Your Band of Brothers Must Go Offline

This article was written by TJ Martinell.

One of the things you have probably noticed watching social media is how quickly movements or groups that publicize their existence there are altered, changed or destroyed. It’s why if you’re trying to gather a group of fellow adventurers and masculine geeks, you need to understand why this phenomenon occurs, and how to prevent it from happening to you.

Inclusivity is a modern secular god. It demands everyone and anyone must be included into any space. You see worship of this god everywhere. See every single corporate mission statement or an organization’s “about us” page. The god must be appeased.

So, whenever a new “space” appears, the initial reaction many have is to ensure all are included - except those whose values don't fit with other secular Orwellian-named gods such as "tolerance," "diversity" and "acceptance."

If those within that space defend the perimeter and enforce standards for who is included, they will be branded “discriminatory” and an all-out effort to destroy them will commence. Social media makes it painless and easy for online mobs to form in strength to get whatever group they dislike dismantled and its members persecuted in real life.

I’m not going to speculate as to whether this always deliberate or merely the inevitable result of worshiping inclusiveness. What matters is that that the innocuous group you form centered around Settlers of Catan or simply associating with like-minded men will be targeted by those who respond to any perceived exclusive group the same way a shark is drawn to blood. And if you don't keep them out, they will eventually begin driving away anyone who doesn't worship their gods.

If you think I exaggerate, read this story hot off the press about a women’s knitting group. Everything I just described above plays out in this tale, right down to the “hail the god of inclusivity!” reference. If a women’s knitting group is not safe from inclusivity worshipers, nothing you want to do as a masculine man will be off limits.

Just as a girl will inevitably show up to a male space and desire entry as the “first female,” less-deserving men will want to be included into your group. They may not realize it consciously, but they can sense the excellence that exudes from superior men, and any group that celebrates excellence can’t be tolerated.

In the past this might not have been as big of a dilemma. The conundrum is that having an online presence allows you greater access to the kind of men that you want, but it also will likely draw the type of men and women who are openly or covertly hostile to it. This is how all these social, cultural and political movements purporting to challenge the status quo are undermined; either its own members unknowingly still worship inclusiveness, or they fail to keep out those who do.

If you want your group to survive and avoid trouble, it is best to keep things offline as much as possible. (Keep in mind that entities like Masculine Geek itself are media content providers, not clubs or groups).

Not only will this add to the group’s exclusivity, since no one else will be able to even vicariously enjoy the things you do, but it will give you a low profile at a time when hysterical NPCs (nonplayable characters) will “turn and burn” anything based on a fake news headline. Further, it will permit you to exercise greater discretion in who you allow into your group.

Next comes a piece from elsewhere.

PR #19565, opened 2023-08-10
Make Pregel work on OneShard databases without issues

markuspf:
### Scope & Purpose

Pregel can work without issues on a OneShard database, so don't error out in that case.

It is counterintuitive, but in some instances the safest bet is to revert to older times technologically when it comes to your group’s activities. That doesn’t mean that you can’t have an online chat or play D&D via Google hangouts. It means that once you’ve built up your own band of brothers, you keep your group’s identity and purpose outside the public eye. It’s like Fight Club. You don’t talk about it. You merely do it. You don’t post public tweets bragging about something awesome you did with photos included. You don’t have a website with times and dates for events. It also means that you meet up in person with each other when you can and be proactive about emphasizing real life over online interactions.

There are alternative ways to get word out of there to the right people. It’s where you can turn to men whose authenticity you trust to vouch for someone who either approaches you or who has caught your interest. Once you’ve formed the group you want, the internet is a tool to allow you to communicate, but I would caution against having any kind of Facebook group, twitter account and the like. If you don’t need to do it, then avoid it.

The motto of masculine geek’s group should be to lay low, not attract unwanted attention, and not parade around social media proclaiming opposition to the prevailing beliefs. Those opposed to you are more powerful than you, and if you draw enough undesired notice and provoke sufficient outrage they will dedicate their meaningless lives to ruining yours as a warning to anyone else who defy them.

As Tuvia Bielski put it in the 2009 Defiance, “our revenge will be to live.”